Tuesday, 14 June 2011

A little light in a dark place

Today the sun is streaming through the glass, the floor feels warm to the touch where the carpet bathes in the light, it should make me feel hopeful, but it's not really working.
Even with the bright, cheery sky, so much more uplifting than the grey rain-soaked streets at the weekend, I can't find my way to a smile.
Things were going so well, I was working, studying, socialising, having a jolly time of things. Then it ended. My contract came to a close, and there was nothing else for me there, so I'm back to being completely broke, struggling for bus fare, sitting in one place filling out job application after application, hearing nothing back. Worrying about how I'm going to pay my bills this summer, dreading having to return to the cretins at the job centre, who say things like "if you took your degree off your CV, you might have more luck with low-skilled jobs" as though the 3 years of blood, sweat and tears, not to mention the £20,000 student debt was all for nothing and matters not a jot.
I have a dissertation to write over the summer, I just need a job that'll tide me over until I'm finished and can look for a full-time, permanent career type thing.

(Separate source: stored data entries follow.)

PR #589, opened 2026-03-04
fix: footer swallowing touch events

isaacrowntree:
## Summary

- **iOS**: Footer buttons/touchables don't respond to taps because Fabric's touch system hit-tests using stale Yoga frames while AutoLayout has moved the footer to a different position. Fix: give the footer its own `RCTSurfaceTouchHandler` so it has an independent coordinate space rooted at its actual frame.
- **Android**: Footer touches dispatched to JS twice — once by `dispatchTouchEvent` routing to footer's `RootView`, and again by `onInterceptTouchEvent`/`onTouchEvent` on the ViewController. Fix: skip JS dispatch in the ViewController when the touch is in footer bounds.
- **iOS**: Footer ignores safe area insets — content renders behind the home indicator on notched iPhones. Fix: pin to `safeAreaLayoutGuide.bottomAnchor` instead of `bottomAnchor`.
- **Android**: Footer renders behind the navigation/gesture bar. Fix: subtract `bottomInset` in `positionFooter` (skipped when keyboard is visible since `currentKeyboardInset` already accounts for it).

## Root cause (iOS touch bug)

`TrueSheetFooterView.updateLayoutMetrics` skips `[super updateLayoutMetrics:...]` after initial layout (line 93-96), so the Yoga frame goes stale while AutoLayout moves the view to the container bottom. `RCTSurfaceTouchHandler` on the container hit-tests using Yoga frames → can't find the footer at its visual position → touches dropped or delivered to the wrong component.

The fix mirrors the existing Android pattern where `TrueSheetFooterView` implements `RootView` with its own `JSTouchDispatcher` — on iOS we achieve the same by giving the footer its own `RCTSurfaceTouchHandler`.

## Test plan

- [ ] Tap `Button` and `TouchableOpacity` in footer on **physical iOS device** — taps register
- [ ] Tap footer buttons on **physical Android device** — taps register, no double-press
- [ ] Footer content doesn't render behind home indicator (notched iPhone)
- [ ] Footer content doesn't render behind gesture bar (Android)
- [ ] Keyboard avoidance still works — footer moves up with keyboard
- [ ] Test with `dismissible={false}` 
- [ ] Test at different detent sizes (small, medium, full)
- [ ] Test with and without `insetAdjustment="automatic"`

Reproduction app: https://github.com/isaacrowntree/truesheet-touch-repro

### DIFF
--- a/CHANGELOG.md
+++ b/CHANGELOG.md
@@ -2,6 +2,11 @@
 
 ## Unreleased
 
+### 🐛 Bug fixes
+
+- **iOS**: Fixed footer swallowing touch events by giving it a dedicated `RCTSurfaceTouchHandler`, bypassing stale Yoga frame hit-testing. ([#589](https://github.com/lodev09/react-native-true-sheet/pull/589) by [@isaacrowntree](https://github.com/isaacrowntree))
+- **Android**: Fixed double JS touch dispatch for footer touches — footer's own `RootView` now exclusively handles events in its bounds. ([#589](https://github.com/lodev09/react-native-true-sheet/pull/589) by [@isaacrowntree](https://github.com/isaacrowntree))
+
 ## 3.10.0
 
 ### 🎉 New features
--- a/android/src/main/java/com/lodev09/truesheet/TrueSheetViewController.kt
+++ b/android/src/main/java/com/lodev09/truesheet/TrueSheetViewController.kt
@@ -1267,6 +1267,19 @@ class TrueSheetViewController(private val reactContext: ThemedReactContext) :
   // MARK: - RootView Touch Handling
   // =============================================================================
 
+  /**
+   * Check if a touch event is within the footer's screen bounds.
+   */
+  private fun isTouchInFooter(event: MotionEvent): Boolean {
+    val footer = containerView?.footerView ?: return false
+    if (!footer.isShown) return false
+    val loc = ScreenUtils.getScreenLocation(footer)
+    val x = event.rawX.toInt()
+    val y = event.rawY.toInt()
+    return x >= loc[0] && x <= loc[0] + footer.width &&
+      y >= loc[1] && y <= loc[1] + footer.height
+  }
+
   override fun dispatchTouchEvent(event: MotionEvent): Boolean {
     val footer = containerView?.footerView
     if (footer != null && footer.isShown) {
@@ -1293,17 +1306,24 @@ class TrueSheetViewController(private val reactContext: ThemedReactContext) :
   }
 
   override fun onInterceptTouchEvent(event: MotionEvent): Boolean {
-    eventDispatcher?.let {
-      jsTouchDispatcher.handleTouchEvent(event, it, reactContext)
-      jsPointerDispatcher.handleMotionEvent(event, it, true)
+    // Skip JS dispatch for footer touches — the footer's own RootView handles them.
+    // This prevents the same touch event being dispatched to JS twice.
+    if (!isTouchInFooter(event)) {
+      eventDispatcher?.let {
+        jsTouchDispatcher.handleTouchEvent(event, it, reactContext)
+        jsPointerDispatcher.handleMotionEvent(event, it, true)
+      }
     }
     return super.onInterceptTouchEvent(event)
   }
 
   override fun onTouchEvent(event: MotionEvent): Boolean {
-    eventDispatcher?.let {
-      jsTouchDispatcher.handleTouchEvent(event, it, reactContext)
-      jsPointerDispatcher.handleMotionEvent(event, it, false)
+    // Skip JS dispatch for footer touches — handled by footer's own RootView.
+    if (!isTouchInFooter(event)) {
+      eventDispatcher?.let {
+        jsTouchDispatcher.handleTouchEvent(event, it, reactContext)
+        jsPointerDispatcher.handleMotionEvent(event, it, false)
+      }
     }
     super.onTouchEvent(event)
     return true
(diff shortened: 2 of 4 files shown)


lodev09:
Thanks @isaacrowntree!

Do you have a repro from a fork of this repo that I can replicate on my end prior to your changes? I want to test this properly.

isaacrowntree:
Hey @lodev09! Here's a repro branch on my fork of this repo:

**[`isaacrowntree/react-native-true-sheet@repro/footer-touch`](https://github.com/isaacrowntree/react-native-true-sheet/tree/repro/footer-touch)**

It adds a `FooterReproSheet` to the **Test Screen** in the example app with three variants covering all the test cases:

| Button | What it tests |
|--------|--------------|
| **Footer Repro** | Tappable button + TextInput in footer (touch bug + keyboard avoidance) |
| **Footer (dismissible=false)** | Same footer with `dismissible={false}` |
| **Footer (insetAdjustment=auto)** | Same footer with `insetAdjustment="automatic"` |

All three use `detents={['auto', 'medium', 'large']}` so you can test at different sizes.

On a physical device before the fix:
- **iOS**: footer button taps are silently dropped, TextInput can't be focused
- **Android**: footer button taps fire twice (double alert)
- **Both**: footer renders behind home indicator / gesture bar on notched devices

The existing `BasicSheet` footer is also made tappable for a quick sanity check.

I also rebased this PR on latest `main` so the conflicts are resolved.

lowbits:
facing the same issue on iPhone Xs

lodev09:
@isaacrowntree I tested this with your provided repro and I couldn't replicate. what device are you testing this with? Also the footer is crashing

isaacrowntree:
Hey @lodev09! I've updated the repro branch and also simplified it to make reproduction much easier.

### Updated repro branch

**[`isaacrowntree/react-native-true-sheet@repro/footer-touch`](https://github.com/isaacrowntree/react-native-true-sheet/tree/repro/footer-touch)**

Changes:
- **Rebased onto latest `main`** (`3.10.0-beta.3`) — resolves any stale native code issues
- **Bumped RN 0.82 → 0.84.1** + reanimated 4.3, worklets 0.8.1, screens 4.24 — builds cleanly on Xcode 26
- **Fixed TS errors** from beta.3 type changes (`SheetDetent`, `InsetAdjustment`, reanimated return types)
- **Replaced the example app** with a single-screen repro that auto-presents the sheet — no navigation needed

### How to test

```bash
git clone https://github.com/isaacrowntree/react-native-true-sheet.git --branch repro/footer-touch
cd react-native-true-sheet
yarn install
cd example/bare/ios && pod install && cd ../../..
# Update DEVELOPMENT_TEAM in Xcode to your signing team
# Build and run on a physical iOS device
```

The app auto-presents a sheet with two tappable buttons:

| Button | Location | Expected |
|--------|----------|----------|
| **CONTENT: 0/10** | Sheet body (control) | Always registers — should reach 10/10 |
| **FOOTER: 0/10** | Footer | **Bug: every 2nd tap is silently swallowed** |

Both buttons show a counter out of 10, turn **red** while counting and **green** at 10/10. The footer button also fires an `Alert` on each tap so you can clearly see which taps register and which are dropped.

### What I observed

- **Device:** iPhone 15 Pro, iOS 18
- **Content button:** 10 taps → 10/10 ✅ every time
- **Footer button:** 10 taps → ~5/10 ❌ — every 2nd tap is swallowed
- The pattern is very consistent: tap-register-tap-drop-tap-register-tap-drop

### Re: the crash you mentioned

Could you share the crash log / stack trace? With the updated branch (rebased on beta.3, RN 0.84) the crash may be resolved. The previous branch was pinned to beta.2 which could have had stale native state if your local pods came from a newer version.

lodev09:
Thanks @isaacrowntree.. I was able to reproduce. Please rebase and then remove the inset logic for now -- I only want to fix the touch issue, the inset issue is different and needs more thought and should be in a separate PR.

lodev09:
Also, the crash is still happening on this branch -- happens when I press the footer (in PromptSheet) and then dismissed.

> #12	0x0000000108d14668 in -[TrueSheetFooterView prepareForRecycle] at /Users/lodev09/Projects/labs/react-native-true-sheet/ios/TrueSheetFooterView.mm:111

lodev09 (changes requested):
See comments above

lodev09:
@isaacrowntree it's odd I can no longer replicate this when trying in main. Could you cleanup your repro and rebase in main? There's a lot of changes there that's adding noice and inconsistency with testing.

isaacrowntree:
Rebased on latest `main` (3.10.0) and scoped this PR down to just the touch fix per your request.

**Changes in this revision:**
- Dropped all safe-area / inset changes — split out to #644.
- Fixed the `prepareForRecycle` crash at `TrueSheetFooterView.mm:111`. Root cause was a double-detach: `didMoveToSuperview:nil` was already calling `detachFromView:` before `prepareForRecycle` ran, and `RCTSurfaceTouchHandler` asserts on detach-when-not-attached. Fixed by guarding both attach and detach with a `BOOL _footerTouchHandlerAttached` flag so either call path is idempotent.
- Preserved the `TrueSheetFooterViewDelegate` / `footerViewDidChangeSize` code that the old rebase had accidentally dropped.

**Repro branch cleaned up:** [`repro/footer-touch`](https://github.com/isaacrowntree/react-native-true-sheet/tree/repro/footer-touch) is now a single commit on top of `main` that only touches `example/bare/src/App.tsx` — no RN / reanimated / screens bumps, no other noise. Auto-presents the sheet with a CONTENT vs FOOTER tap counter (tap each to 10/10 — on affected builds the footer counter drops every second tap).

extradosages:
Tragic that this was closed! I think my team has encountered this very same bug!

lowbits:
i also rewrote my code, so its not using footer anymore...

My friends are all in different places, my best friend just bought a house with her boyfriend, she's one of the few with a stable job, my other best friend is still at uni getting his degree, and living off student loan money. Others are working as many hours as they can fit around their studies, teaching piano, stock taking in high street shops, pulling pints. A few are doing more off-beat things, selling jewellery on etsy, making cakes and painting faces, busking.
The Boy is volunteering while he studies, a useful gap filler on a CV, but something that comes with little in the way of financial aid for bill paying, so you have to either have family support or work as well.
My CV isn't exactly bare, I've done voluntary things since I was 13, and worked since 18, including volunteering while at uni and working at weekends. I can juggle, so I can juggle a job and my dissertation, as long as they're flexible. It was the best thing about my last job, and if it wasn't a charity, and undergoing restructuring (meaning everyone was being made redundant), then perhaps they could have found a way to keep me on. But it wasn't to be.
I've been applying for a whole host of jobs, mostly admin ones, and some of them in the Arts sector (where I'd most like to work). So far nothing. The worst is when you hear nothing, not a yes or a no, just a silence.
I have things I'd like to do this summer, and I have long term plans. But financially I can't do a thing til I get some work.
Even the sun making electric light unnecessary this afternoon can't illuminate things enough for me right now.